Technical information
- ERP: 5,000 watts (15,000 maximum)
- HAAT: 75.3 metres (247 ft)

Links
- Website: 1005freshradio.ca

= CKRU-FM =

Radio station in Peterborough, Ontario

CKRU-FM (100.5 MHz) is a commercial radio station in Peterborough, Ontario, Canada. It broadcasts a contemporary hit radio format. CKRU-FM is owned by Corus Entertainment and is branded as 100.5 Fresh Radio.

==History==
The station signed on the air in 1942. The call sign was CHEX and it was an AM station at 1430 kHz. It is Peterborough's oldest radio station. In 1959, it added a television station, CHEX-TV on Channel 12.

CHEX moved to 980 kHz in 1958. The station was an affiliate of CBC Radio's Dominion Network until 1962. In 1968, an FM station was added at 101.5, which today is CKWF-FM. CHEX became CKRU in 1992. The CHEX call letters remain with Channel 12, which had separate ownership at the time.

===Switch to FM===
On October 11, 2007, CKRU applied to the Canadian Radio-television and Telecommunications Commission (CRTC) to convert to the FM band.

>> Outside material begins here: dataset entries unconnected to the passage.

Issue #536, opened 2019-02-12
clean nodegroup deletion


errordeveloper:
As mentioned earlier in  https://github.com/weaveworks/eksctl/pull/523#issuecomment-461623452, we need to devise a better strategy for nodegroup deletion, which should also help us with #103 and #274 (as well as other related issues).

So we should try implementing the following strategy:

* for all nodegroups
  * taint the node and drain pods
* delete all daemonsets
* for all nodegroups
  * scale nodes to zero
  * delete dangling ENIs
  * look for ELBs, ALBs and EBS volumes and delete those
    * also ALBs created through `Ingress`
* delete each nodegroup stack
* delete cluster stack

We may do something different for deleting individual nodegroups, e.g. only scale drain, taint and down, but we do need to implement this first, as deletion is an important aspect of user experience.

related: #2278, #2172

errordeveloper:
Maybe related to https://github.com/aws/amazon-vpc-cni-k8s/issues/69.

errordeveloper:
Fixing this would pave the road towards fixing other issue with deletions.

gemagomez:
@2opremio is this finished?

2opremio:
Nope, I fixed #103 in a different way and haven't tackled #274 yet for which we may follow a different approach.

programmer04:
The deletion of entries in DNS (automatically with cluster) created by [ExternalDNS](https://github.com/kubernetes-sigs/external-dns) (deployed in a specific cluster) would be useful too.

Probably `eksctl` would be able to clean only entries created in [Route 53](https://aws.amazon.com/route53/). Every entry in [Route 53](https://aws.amazon.com/route53/) created automatically by Kubernetes with [ExternalDNS](https://github.com/kubernetes-sigs/external-dns) has some metadata in `TXT` record which gives the possibility of tracking e.g.
```
"heritage=external-dns,external-dns/owner=test-cluster,external-dns/resource=ingress/default/app-ingress"
```

Probably the simplest solution is to remove with the cluster all entries from [Route 53](https://aws.amazon.com/route53/) which match below condition
```
heritage == external-dns && external-dns/owner == NAME_OF_DELETED_CLUSTER
```


Behaviour for `eksctl 0.23.0` with [ExternalDNS](https://github.com/kubernetes-sigs/external-dns):
[...]

PR #695, opened 2019-04-02
rework stack management

errordeveloper:
### Description

- cater for dry-run
- cleaner main functions for create and delete commands
- more general abstraction for tasks
- expose all common operations through functions
- remove special purpose functions

### Checklist

### DIFF
--- a/pkg/cfn/manager/api.go
+++ b/pkg/cfn/manager/api.go
@@ -33,7 +33,7 @@ type StackInfo struct {
 	Template  *string
 }
 
-// ChangeSet represents a Cloudformation changeSet
+// ChangeSet represents a CloudFormation ChangeSet
 type ChangeSet = cloudformation.DescribeChangeSetOutput
 
 // StackCollection stores the CloudFormation stack information
@@ -62,7 +62,7 @@ func NewStackCollection(provider api.ClusterProvider, spec *api.ClusterConfig) *
 	}
 }
 
-// DoCreateStackRequest requests the creation of a cloudformation stack.
+// DoCreateStackRequest requests the creation of a CloudFormation stack
 func (c *StackCollection) DoCreateStackRequest(i *Stack, templateBody []byte, tags, parameters map[string]string, withIAM bool, withNamedIAM bool) error {
 	input := &cloudformation.CreateStackInput{
 		StackName: i.StackName,
@@ -121,12 +121,14 @@ func (c *StackCollection) CreateStack(name string, stack builder.ResourceSet, ta
 		return err
 	}
 
+	logger.Info("deploying stack %q", name)
+
 	go c.waitUntilStackIsCreated(i, stack, errs)
 
 	return nil
 }
 
-// UpdateStack will update a cloudformation stack by creating and executing a ChangeSet.
+// UpdateStack will update a CloudFormation stack by creating and executing a ChangeSet
 func (c *StackCollection) UpdateStack(stackName string, changeSetName string, description string, template []byte, parameters map[string]string) error {
 	logger.Info(description)
 	i := &Stack{StackName: &stackName}
@@ -226,8 +228,8 @@ func defaultStackStatusFilter() []*string {
 	)
 }
 
-// DeleteStack kills a stack by name without waiting for DELETED status
-func (c *StackCollection) DeleteStack(name string, force bool) (*Stack, error) {
+// DeleteStackByName sends a request to delete the stack
+func (c *StackCollection) DeleteStackByName(name string) (*Stack, error) {
 	i := &Stack{StackName: &name}
 	s, err := c.DescribeStack(i)
 	if err != nil {
@@ -243,38 +245,15 @@ func (c *StackCollection) DeleteStack(name string, force bool) (*Stack, error) {
 		}
 		return nil, err
 	}
-	if *s.StackStatus == cloudformation.StackStatusDeleteFailed && !force {
-		return nil, fmt.Errorf("stack %q previously couldn't be deleted", name)
-	}
 	i.StackId = s.StackId
-	for _, tag := range s.Tags {
-		if *tag.Key == api.ClusterNameTag && *tag.Value == c.spec.Metadata.Name {
-			input := &cloudformation.DeleteStackInput{
-				StackName: i.StackId,
-			}
-
-			if cfnRole := c.provider.CloudFormationRoleARN(); cfnRole != "" {
-				input = input.SetRoleARN(cfnRole)
-			}
-
-			if _, err := c.provider.CloudFormation().DeleteStack(input); err != nil {
-				return nil, errors.Wrapf(err, "not able to delete stack %q", name)
-			}
-			logger.Info("will delete stack %q", name)
-			return i, nil
-		}
-	}
-
-	return nil, fmt.Errorf("cannot delete stack %q as it doesn't bare our %q tag", *s.StackName,
-		fmt.Sprintf("%s:%s", api.ClusterNameTag, c.spec.Metadata.Name))
+	return c.DeleteStackBySpec(i)
 }
 
-// WaitDeleteStack kills a stack by name and waits for DELETED status;
-// any errors will be written to errs channel, when nil is written,
-// assume completion, do not expect more then one error value on the
-// channel, it's closed immediately after it is written to
-func (c *StackCollection) WaitDeleteStack(name string, force bool, errs chan error) error {
-	i, err := c.DeleteStack(name, force)
+// WaitDeleteStackByName sends a request to delete the stack, and waits until status is DELETE_COMPLETE;
+// any errors will be written to errs channel, assume completion when nil is written, do not expect
+// more then one error value on the channel, it's closed immediately after it is written to
+func (c *StackCollection) WaitDeleteStackByName(name string, errs chan error) error {
+	i, err := c.DeleteStackByName(name)
 	if err != nil {
 		return err
 	}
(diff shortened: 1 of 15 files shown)


errordeveloper:
@rndstr would you mind to take a look at this please?

errordeveloper:
Still need to rewrite the unit tests.

errordeveloper:
I think there is a bug, like a possible race condition... I'll need to investigate, perhaps unit tests will show.

pkg/ctl/delete/cluster.go
```diff
@@ -76,75 +100,46 @@ func doDeleteCluster(p *api.ProviderConfig, cfg *api.ClusterConfig, nameArg stri
...
-					logger.Critical("%s\n", err.Error())
-				}
-				return fmt.Errorf("failed to delete nodegroup(s)")
-			}
-			return nil
-		}
-		if err := tryDeleteAllNodeGroups(false); err != nil {
-			logger.Info("will retry deleting nodegroup")
+		tasks, err := stackManager.DeleteTasksForClusterWithNodeGroups(wait, func(_ chan error, _ string) error {
 			logger.Info("trying to cleanup dangling network interfaces")
```
rndstr: this cleanup function is being called once for each nodegroup now. it looks like it was intended to be just run once previously?

pkg/cfn/manager/tasks.go
```diff
@@ -1,158 +1,208 @@
...
+	stack *Stack
+	call  func(*Stack, chan error) error
+}
+
+func (t *taskWithStackSpec) Describe() string { return t.info }
+func (t *taskWithStackSpec) Do(errs chan error) error {
+	return t.call(t.stack, errs)
+}
+
+type asyncTaskWithStackSpec struct {
```
rndstr: can you elaborate what the purpose for this struct is and what is intended to happen when the error channel is closed in `Do()`?

pkg/cfn/manager/deprecated.go
```diff
@@ -1,57 +1,98 @@
...
-	return err
+	cpStackFound := false
+	for _, s := range stacks {
+		if strings.HasSuffix(*s.StackName, "-ControlPlane") {
+			cpStackFound = true
+		}
+	}
+	tasks := &TaskSet{}
+
+	for _, suffix := range deprecastedStackSuffices() {
```
martina-if: Typo: ~deprecastedStackSuffices~ -> deprecatedStackSuffices

pkg/cfn/manager/tasks.go
```diff
@@ -1,158 +1,208 @@
...
-		if onlySubset != nil && !onlySubset.Has(ng.Name) {
-			continue
-		}
-		t := Task{
-			Call: c.CreateNodeGroup,
-			Data: ng,
-		}
-		createAllNodeGroups = append(createAllNodeGroups, t)
+	if t.Parallel {
+		doParallelTasks(appendErr, t.tasks)
```
martina-if: I think there is still a race condition here: there will be several goroutines in parallel appending to the `errs` slice, which I think is not thread safe. I think `doParallelTasks()` should collect the errors through channels, then combine them and return them. (Or use a mutex, which I think may look uglier)

errordeveloper: I think you are right, I'm seeing misbehaviour in some of my tests. I was hoping unit tests will bring it to justice! :)
It sounds like a channel here would help, but let me just write up some unit tests first.

pkg/cfn/manager/tasks.go
```diff
@@ -1,158 +1,208 @@
...
+	Do(chan error) error
+	Describe() string
+}
 
-// Task has a function with an opaque payload
-type Task struct {
-	Call taskFunc
-	Data interface{}
+// TaskSet wraps a set of tasks
+type TaskSet struct {
```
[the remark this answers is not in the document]
errordeveloper: Yeah, good point, thanks! I just called it somethings, cause `Tasks` would be confusing, given we have `Task` already.

pkg/ctl/delete/cluster.go
errordeveloper: Yeah, that's true, but I think it'd be okay for now, we need to do more here anyway (see #536). It shouldn't hurt to call this one multiple times.

pkg/cfn/manager/tasks.go
errordeveloper: So the error channel is closed here right after the handler returns, to indicate the task has completed. Maybe we could give this one a better name... It's a fire-and-forget type of task.

pkg/cfn/manager/deprecated.go
errordeveloper: 🤣

pkg/cfn/manager/delete_tasks.go
```diff
@@ -0,0 +1,87 @@
...
+	"fmt"
+
+	"github.com/aws/aws-sdk-go/service/cloudformation"
+
+	"k8s.io/apimachinery/pkg/util/sets"
+)
+
+// DeleteTasksForClusterWithNodeGroups defines tasks required to delete all the nodegroup
+// stacks and the cluster
+func (c *StackCollection) DeleteTasksForClusterWithNodeGroups(wait bool, cleanup func(chan error, string) error) (*TaskSet, error) {
```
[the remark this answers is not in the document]
errordeveloper: How about `NewTasksToDeleteNodeGroups`, `NewTasksToDeleteCluster` etc?

errordeveloper:
@martina-if thanks for spotting the race condition! As I mentioned, I was able to reproduce it with unit tests. I've fixed it a we have quite a few tests now. This PR is in a pretty good shape to merge next week :)

pkg/cfn/manager/tasks.go
```diff
@@ -1,158 +1,233 @@
...
-	for _, s := range nodeGroupStacks {
-		if err := c.DeleteNodeGroup(getNodeGroupName(s)); err != nil {
-			errs = append(errs, err)
-		}
+	allErrs := []error{}
+	for err := range errs {
+		allErrs = append(allErrs, err)
 	}
+	return allErrs
+	// for {
```
errordeveloper: @rndstr would you happen to know if `for x := range <channel>` is exactly the same as above? It seems like it is, but I'm not 100% sure.

pkg/cfn/manager/tasks_test.go
```diff
@@ -1,104 +1,328 @@
...
 
-					return nil
+					Expect(tasks.Describe()).To(Equal("2 sequential tasks: { 2 sequential sub-tasks: { t1.1, 2 parallel sub-tasks: { t3.1, t3.2 } }, t2.1 }"))
+
+					errs := tasks.DoAllSync()
+					Expect(errs).To(HaveLen(2))
+					Expect(errs[0].Error()).To(Equal("t3.2 always fails"))
+					Expect(errs[1].Error()).To(Equal("t2.1 always fails"))
+
+					Expect(called11).To(BeTrue())
```
errordeveloper: This checks if tasks have been called, but it'd be nice to test the effective order of completion... I was wondering would be a good way to test that? Perhaps a channel or thread-safe slice with a mutex?

pkg/cfn/manager/tasks_test.go
```diff
@@ -1,104 +1,328 @@
...
+
+					tasks.DryRun = true
+
+					Expect(tasks.DoAllSync()).To(HaveLen(0))
+
+					tasks.DryRun = false
+					errs := tasks.DoAllSync()
+					Expect(errs).To(HaveLen(2))
+					Expect(errs[0].Error()).To(Equal("t1.1 always fails"))
+					Expect(errs[1].Error()).To(Equal("t1.3 always fails"))
```
errordeveloper: Should add another case where a task return an error right way, which should also come on the channel...

pkg/cfn/manager/tasks.go
rndstr: yep looks the same to me.
(with the caveat that if you were to have code after that block you'd need a `break <label>` to get out of the for _and_ select  I think)

errordeveloper: Yeah... I think select just let's you handle multiple channels nicely, it makes sense to have `for/range` shorthand syntax for a single channel.

errordeveloper:
Looks like we cannot use `go test -race` in alpine container due to CGO/musl:
```
# runtime/race
/usr/lib/gcc/x86_64-alpine-linux-musl/8.2.0/../../../../x86_64-alpine-linux-musl/bin/ld: race_linux_amd64.syso: in function `__sanitizer::GetArgv()':
gotsan.cc:(.text+0x4183): undefined reference to `__libc_stack_end'
/usr/lib/gcc/x86_64-alpine-linux-musl/8.2.0/../../../../x86_64-alpine-linux-musl/bin/ld: race_linux_amd64.syso: in function `__sanitizer::ReExec()':
gotsan.cc:(.text+0x9797): undefined reference to `__libc_stack_end'
/usr/lib/gcc/x86_64-alpine-linux-musl/8.2.0/../../../../x86_64-alpine-linux-musl/bin/ld: race_linux_amd64.syso: in function `__sanitizer::InternalAlloc(unsigned long, __sanitizer::SizeClassAllocatorLocalCache<__sanitizer::SizeClassAllocator32<__sanitizer::AP32> >*, unsigned long)':
gotsan.cc:(.text+0xaac1): undefined reference to `__libc_malloc'
/usr/lib/gcc/x86_64-alpine-linux-musl/8.2.0/../../../../x86_64-alpine-linux-musl/bin/ld: race_linux_amd64.syso: in function `__sanitizer::InternalRealloc(void*, unsigned long, __sanitizer::SizeClassAllocatorLocalCache<__sanitizer::SizeClassAllocator32<__sanitizer::AP32> >*)':
gotsan.cc:(.text+0xca20): undefined reference to `__libc_realloc'
/usr/lib/gcc/x86_64-alpine-linux-musl/8.2.0/../../../../x86_64-alpine-linux-musl/bin/ld: race_linux_amd64.syso: in function `__sanitizer::InternalFree(void*, __sanitizer::SizeClassAllocatorLocalCache<__sanitizer::SizeClassAllocator32<__sanitizer::AP32> >*)':
gotsan.cc:(.text+0x66e8): undefined reference to `__libc_free'
collect2: error: ld returned 1 exit status
```

pkg/cfn/manager/tasks_test.go
errordeveloper: Tried a channel, and it didn't work too well. Switched to a slice with a mutex, seems to work fine.

pkg/cfn/manager/delete_tasks.go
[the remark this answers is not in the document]
errordeveloper: I've renamed these to `NewTasksToDeleteX` and `NewTasksToCreateX`, let me know how this looks!

pkg/cfn/manager/tasks.go
```diff
@@ -1,158 +1,215 @@
...
-// Task has a function with an opaque payload
-type Task struct {
-	Call taskFunc
-	Data interface{}
+// TaskTree wraps a set of tasks
+type TaskTree struct {
+	tasks    []Task
+	Parallel bool
+	DryRun   bool
+	Sub      bool
```
martina-if: What is Sub?

pkg/cfn/manager/tasks.go
```diff
@@ -1,158 +1,215 @@
...
+func (t *asyncTaskWithStackSpec) Do(errs chan error) error {
+	_, err := t.call(t.stack)
+	close(errs)
+	return err
+}
+
+func doSingleTask(allErrs chan error, task Task) {
+	desc := task.Describe()
+	logger.Debug("started task: %s", desc)
+	errs := make(chan error)
```
martina-if: Why not share the same allErrs channel?

martina-if: defer errs.close()?

pkg/cfn/manager/tasks.go
errordeveloper: A sub-task, i.e. child not a parent. It's just so we can print user-friendly messages. Would `Child` be better? Besides, please do review the message formatting, it should evident from the tests and the readme changes.

pkg/cfn/manager/tasks.go
errordeveloper: > Why not share the same allErrs channel?

The task itself is expected to close this channel, and what we see on this channel gets copied into shared `allErrs` channel. I don't think we should change that now.

pkg/cfn/manager/api.go
```diff
@@ -243,38 +245,55 @@ func (c *StackCollection) DeleteStack(name string, force bool) (*Stack, error) {
...
-		return nil, fmt.Errorf("stack %q previously couldn't be deleted", name)
-	}
 	i.StackId = s.StackId
+	return c.DeleteStackBySpec(i)
+}
+
+// WaitDeleteStackByName sends a request to delete the stack, and waits until status is DELETE_COMPLETE;
+// any errors will be written to errs channel, assume completion when nil is written, do not expect
+// more then one error value on the channel, it's closed immediately after it is written to
+func (c *StackCollection) WaitDeleteStackByName(name string, errs chan error) error {
```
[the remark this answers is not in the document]
errordeveloper: 👍

pkg/cfn/manager/tasks.go
martina-if: maybe something like `isChild`?

martina-if: or isSubtask?

errordeveloper: Let's go with `isSubtask`, cause that doesn't imply changing words that are used in output.

Issue #649, opened 2019-03-20
Support Private/Public Endpoints


christopherhein:
##  ❗️ Currently this is blocked on CloudFormation supporting the Params - https://docs.aws.amazon.com/AWSCloudFormation/latest/UserGuide/aws-resource-eks-cluster.html

**Announcement** - https://aws.amazon.com/about-aws/whats-new/2019/03/amazon-eks-introduces-kubernetes-api-server-endpoint-access-cont/

**Why do you want this feature?**
This would add support for enabling Private and/or Public API Server endpoints allowing you to gate access to your clusters via the VPC. This allows you to isolate the API server limiting exposure.

**What feature/behavior/change do you want?**
Add support for `endpointPrivateAccess` and `endpointPublicAccess` on the ResourcesVpcConfig`.

https://docs.aws.amazon.com/eks/latest/APIReference/API_VpcConfigRequest.html#AmazonEKS-Type-VpcConfigRequest-endpointPrivateAccess

https://docs.aws.amazon.com/eks/latest/APIReference/API_VpcConfigRequest.html#AmazonEKS-Type-VpcConfigRequest-endpointPublicAccess

errordeveloper:
Thanks @christopherhein! Do you think we should consider enabling private access by default? Seems like we could actually do it quite safely.

mindfulmonk:
I don't see any cons to enabling both by default.

It is worth tracking https://github.com/aws/containers-roadmap/issues/22 for the private only situation.

christopherhein:
@mindfulmonk @errordeveloper I agree with this for the default to having both turned on, with flags/config to turn off.

whereisaaron:
_Not_ enabling the private access seems odd to me, why would you want worker nodes to have to loop through the Internet to get to their own control plane? So when they added this feature, my first thought was 'Wha? They weren't doing this already?' 😄

whereisaaron:
Although CF does not have these setting yet, you can change the settings to [enable private access on existing clusters from the AWS API/cli](https://docs.aws.amazon.com/eks/latest/userguide/cluster-endpoint.html)

`aws eks --region region update-cluster-config --name dev --resources-vpc-config endpointPublicAccess=true,endpointPrivateAccess=true`

So we could apply the setting after CF creation completes. Does that mess up CF? Given it is unaware of the settings would it keep reverting the setting on updates, or just not touch it?

I would wait, but sometimes the AWS CF team takes actual years to add the simplist things, or just never does.

[...]

PR #701, opened 2019-04-04
 Enable access from control plane to all node/pod ports

### LINKED ISSUE #699: Proxy Request URLs don't work
**What happened?**
`curl` requests through the port created with `kubectl proxy` work fine for service description endpoints but do not work for `proxy` endpoints. I am referring specifically to "apiserver proxy URLs" described here: https://kubernetes.io/docs/tasks/administer-cluster/access-cluster-services/#manually-constructing-apiserver-proxy-urls 

I expect apiserver proxy URLs to work in my EKS cluster.

**How to reproduce it?**
1. Create a new EKS cluster using: `eksctl create cluster -n proxy-test -N 1 --ssh-access --ssh-public-key my-aws-public-key`
2. When finished, create a service and deployment that listens on port 80. Here is the yaml i used with `kubectl apply -f hello-world.yaml`
```
apiVersion: apps/v1
kind: Deployment
metadata:
  name: hello-world
spec:
  replicas: 1
  selector:
    matchLabels:
      app: hello-world
  template:
    metadata:
      labels:
        app: hello-world
    spec:
      containers:
      - name: hw-container
        image: nginx
        ports:
        - containerPort: 80
---
apiVersion: v1
kind: Service
metadata:
  name: hello-world
spec:
  ports:
  - name: www
    protocol: TCP
    port: 80
    targetPort: 80
  selector:
    app: hello-world
  type: ClusterIP
```
3. You can verify that this service is up and serving traffic by getting the clusterIP from `kubectl get svc`, and then ssh-ing to the one node by doing `kubectl get nodes -owide` and then `ssh ec2-user@<ip-from-prev-cmd>`, and then while on the node doing `curl <cluster-ip-from-kubectl-get-svc>`. When you do this, i see a nice `<title>Welcome to nginx!</title>` html response. 
4. Exit the `ssh` session, and run `kubectl proxy`. This should proxy `localhost:8001` to the cluster api.
5. run `curl "localhost:8001/api/v1/namespaces/default/services/hello-world/"` You should see a nice output of information about the hello world service. `kubectl proxy` is working great!
6. run `curl "localhost:8001/api/v1/namespaces/default/services/hello-world:www/proxy/"` THIS REQUEST HANGS AND THEN FAILS with:
```
Error: 'dial tcp 192.168.11.3:80: connect: connection timed out'
Trying to reach: 'http://192.168.11.3:80/'
```
This is unexpected, i would expect this curl to work and to print out the same `<title>Welcome to nginx!</title>` html response from step 3 above. I am able to use `kops` to create a cluster where this DOES work, so it seems like an `eksctl` and/or `eks` issue.

Ultimately, my goal is to interact internal services within my cluster programmatically from golang using `ProxyGet` https://github.com/kubernetes/client-go/blob/master/kubernetes/typed/core/v1/service_expansion.go#L30 but I believe that these steps to recreate reveal the issue. If i can get these steps to work, it will likely fix the `ProxyGet` issues i'm having as well.

Should be using vanilla everything, i am on OSX 10.14.3, i used `brew` to install `eksctl`.

**Versions**
```
$ eksctl version
[ℹ]  version.Info{BuiltAt:"", GitCommit:"", GitTag:"0.1.23"}
$ uname -a
Darwin benno-mbp 18.2.0 Darwin Kernel Version 18.2.0: Thu Dec 20 20:46:53 PST 2018; root:xnu-4903.241.1~1/RELEASE_X86_64 x86_64
$ kubectl version
Client Version: version.Info{Major:"1", Minor:"13", GitVersion:"v1.13.4", GitCommit:"c27b913fddd1a6c480c229191a087698aa92f0b1", GitTreeState:"clean", BuildDate:"2019-03-01T23:34:27Z", GoVersion:"go1.12", Compiler:"gc", Platform:"darwin/amd64"}
Server Version: version.Info{Major:"1", Minor:"11+", GitVersion:"v1.11.8-eks-7c34c0", GitCommit:"7c34c0d2f2d0f11f397d55a46945193a0e22d8f3", GitTreeState:"clean", BuildDate:"2019-03-01T22:49:39Z", GoVersion:"go1.10.8", Compiler:"gc", Platform:"linux/amd64"}
```

**Logs**
```
$ eksctl create cluster -n proxy-test -N 1 --ssh-access --ssh-public-key spell-shared
[ℹ]  using region us-west-2
[ℹ]  setting availability zones to [us-west-2a us-west-2b us-west-2d]
[ℹ]  subnets for us-west-2a - public:192.168.0.0/19 private:192.168.96.0/19
[ℹ]  subnets for us-west-2b - public:192.168.32.0/19 private:192.168.128.0/19
[ℹ]  subnets for us-west-2d - public:192.168.64.0/19 private:192.168.160.0/19
[ℹ]  nodegroup "ng-a0af582d" will use "ami-0c28139856aaf9c3b" [AmazonLinux2/1.11]
[ℹ]  SSH public key file "spell-shared" does not exist; will assume existing EC2 key pair
[ℹ]  found EC2 key pair "spell-shared"
[ℹ]  creating EKS cluster "proxy-test" in "us-west-2" region
[ℹ]  will create 2 separate CloudFormation stacks for cluster itself and the initial nodegroup
[ℹ]  if you encounter any issues, check CloudFormation console or try 'eksctl utils describe-stacks --region=us-west-2 --name=proxy-test'
[ℹ]  creating cluster stack "eksctl-proxy-test-cluster"
[ℹ]  creating nodegroup stack "eksctl-proxy-test-nodegroup-ng-a0af582d"
[ℹ]  --nodes-min=1 was set automatically for nodegroup ng-a0af582d
[ℹ]  --nodes-max=1 was set automatically for nodegroup ng-a0af582d
[✔]  all EKS cluster resource for "proxy-test" had been created
[✔]  saved kubeconfig as "/Users/ben/.kube/config"
[ℹ]  nodegroup "ng-a0af582d" has 0 node(s)
[ℹ]  waiting for at least 1 node(s) to become ready in "ng-a0af582d"
[ℹ]  nodegroup "ng-a0af582d" has 1 node(s)
[ℹ]  node "ip-192-168-3-221.us-west-2.compute.internal" is ready
[ℹ]  kubectl command should work with "/Users/ben/.kube/config", try 'kubectl get nodes'
[✔]  EKS cluster "proxy-test" in "us-west-2" region is ready
```

errordeveloper:
### Description

Fixes #699.

This had been copied from the original nodegroup template, arguably it breaks Kubernetes proxy feature.

### Checklist

### DIFF
--- a/README.md
+++ b/README.md
@@ -456,8 +456,7 @@ By default, `eksctl create cluster` will build a dedicated VPC, in order to avoi
 variety of reasons, including security, but also because it's challenging to detect all the settings in an existing VPC.
 Default VPC CIDR used by `eksctl` is `192.168.0.0/16`, it is divided into 8 (`/19`) subnets (3 private, 3 public & 2 reserved).
 Initial nodegroup is create in public subnets, with SSH access disabled unless `--allow-ssh` is specified. However, this implies
-that each of the EC2 instances in the initial nodegroup gets a public IP and can be accessed on ports 1025 - 65535, which is
-not insecure in principle, but some compromised workload could risk an access violation.
+that each of the EC2 instances in the initial nodegroup gets a public IP.
 
 If that functionality doesn't suit you, the following options are currently available.
 
--- a/pkg/cfn/builder/vpc.go
+++ b/pkg/cfn/builder/vpc.go
@@ -126,6 +126,7 @@ func (c *ClusterResourceSet) addOutputsForVPC() {
 
 var (
 	sgProtoTCP           = gfn.NewString("tcp")
+	sgProtoAny           = gfn.NewString("-1")
 	sgSourceAnywhereIPv4 = gfn.NewString("0.0.0.0/0")
 	sgSourceAnywhereIPv6 = gfn.NewString("::/0")
 
@@ -159,7 +160,7 @@ func (c *ClusterResourceSet) addResourcesForSecurityGroups() {
 			GroupId:               refClusterSharedNodeSG,
 			SourceSecurityGroupId: refClusterSharedNodeSG,
 			Description:           gfn.NewString("Allow nodes to communicate with each other (all ports)"),
-			IpProtocol:            gfn.NewString("-1"),
+			IpProtocol:            sgProtoAny,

On May 8, 2008, CKRU was given approval to convert to the FM band at 96.7 MHz, however, Pineridge Broadcasting, who owns CKSG-FM and CHUC-FM in Cobourg, had selected the 96.7 FM frequency for a new adult contemporary station (CJWV-FM). As a result, CKRU had to then do research to find another FM frequency, and applied to broadcast at 100.5 FM. This application to convert CKRU from 980 AM to 100.5 FM was approved on December 1, 2008. On December 23, 2008, the licensee proposed to change the authorized contours by decreasing the average effective radiated power from 50,000 watts to 7,500 watts.

On June 15, 2009, CKRU launched its new signal on 100.5 FM. The new programming on 100.5 FM was simulcast on the old AM 980 signal until it was shut down on September 28, 2009. CKRU was Peterborough's first and last AM radio station. On October 25, 2010, just over a year after the AM transmitter was turned off, the former AM 980 transmitters were torn down. After moving to FM, the new station became classic hits branded as 100.5 Kruz FM and featured greatest hits of the 1960s, 1970s and 1980s. In later years, the station added 1990s and current music to its playlist.

On August 29, 2014, CKRU flipped from classic hits/oldies to hot adult contemporary and rebranded to Hits 100.5. In February 2015, the station re-branded as 100.5 Fresh Radio, with a contemporary hit radio format.